These are the rules we train our team with for building Clay tables. This isn't theory -- we ran 37 million rows in Clay in a single week. We process roughly 18 million contacts per month to send over 6 million emails. We have 400+ Clay tables actively running every week. The Clay engineering team once joked internally that shared rate limits are "50% for Eric and 50% for the masses."

Here's how we actually operate at that scale.

Rule 1: Conditional Formulas on Every Paid Integration

This one seems obvious, but it's the rule most people skip. Put a conditional formula on every single paid integration. I don't care if the conditional formula is just "first name must not be empty." The point is building the habit.

Without conditional formulas, you're burning credits on rows that shouldn't be enriched -- empty rows, bad data, rows that already have the information you need. At the volume we operate, even a 2% waste rate adds up to hundreds of thousands of wasted credits.

Get in the habit. Every paid integration. No exceptions.

Rule 2: Use Functions for Shared Workflows

Here's the problem: we process 18 million contacts a month and we have 400 active Clay tables. If we want to change our email validation waterfall -- say, add a new validation tool -- we'd have to open every single table and update it manually.

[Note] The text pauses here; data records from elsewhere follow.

PR #3629, opened 2024-09-26
Adjust CSS for new Portable Wallet

### LINKED ISSUE #3613: Adopt new Portable Wallets styling
We are currently using the fallback to payment sheets in Dawn, but need to migrate to use the new Variables.  See [portable wallet docs](https://shopify.dev/docs/storefronts/themes/pricing-payments/accelerated-checkout/upgrade-accelerated-checkout) for details.

Design-wise we are looking to match the current Dawn look and feel as closely as possible while using the new variables.

eugenekasimov:
### PR Summary: 

There has been changes in a way the dynamic pay buttons (Pay now, pay with PayPal etc) are rendered. Currently, we have our own selectors to style those buttons, but since the whole HTML structure has been changed we need to make adjustments. 

So far, everything works fine just because there is backward compatibility. But there are plans to remove it and then the current styling won't work. 

Here is a [doc](https://shopify.dev/docs/storefronts/themes/pricing-payments/accelerated-checkout/upgrade-accelerated-checkout) that describes CSS properties we need to use to properly style shopify pay buttons. 

There are some know issues:
- The border is not applied to dynamic buttons.
- The focus may look a bit weird on some buttons. 

Fixes #3613.

I remove old selectors we used to apply styles (shadow and border radius) to shopify pay buttons.

I added new selectors with some properties we previously used and linked them to our variables. 
You can noticed that I didn't add all available properties to selectors, we still get them with default values mentioned in this [doc](https://shopify.dev/docs/storefronts/themes/pricing-payments/accelerated-checkout/upgrade-accelerated-checkout). 

### Other considerations
It's possible I missed something and removed not all references to previous selectors, but I think I remove the most obvious ones and even if something was left it should impact the style of the buttons. 

### Demo links

- [Store](url)
- [Editor](url)

### DIFF
--- a/assets/base.css
+++ b/assets/base.css
@@ -1188,10 +1188,7 @@ deferred-media {
 .button,
 .shopify-challenge__button,
 .customer button,
-button.shopify-payment-button__button--unbranded,
-.shopify-payment-button [role='button'],
-.cart__dynamic-checkout-buttons [role='button'],
-.cart__dynamic-checkout-buttons iframe {
+button.shopify-payment-button__button--unbranded {
   --shadow-horizontal-offset: var(--buttons-shadow-horizontal-offset);
   --shadow-vertical-offset: var(--buttons-shadow-vertical-offset);
   --shadow-blur-radius: var(--buttons-shadow-blur-radius);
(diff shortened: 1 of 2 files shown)


melissaperreault:
@eugenekasimov Reading the doc, are we allowed to change the radius beyond 4px of the wallet buttons?

eugenekasimov:
> @eugenekasimov Reading the doc, are we allowed to change the radius beyond 4px of the wallet buttons? 

We are. That 4px is a default value for the radius on cart page. If we didn't apply our own values that we actually do we would have 4px for default.

melissaperreault (approved):
🚢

Functions solve this. (This was a beta feature at the time of the talk.) Instead of baking the same workflow into every table, you send data from your table to a centralized function, it runs the workflow, and sends the data back. One workflow powering 15 tables. Change it once, it updates everywhere.

For example, we have a function that handles CRM integration: lookup contact, update if exists, create if new, send data back. We have about 10 Clay tables for one customer alone, and none of them need their own HubSpot integration baked in. They all call the same function.

Rule 3: Save All Paid Data to Your CRM or Supabase

This is a common misconception among Clay users coming from tools like ZoomInfo or Apollo. In those tools, when you save an email address, it's yours forever. Clay doesn't work like that. Clay is middleware -- it's designed to process data and push it to your CRM or sequencer.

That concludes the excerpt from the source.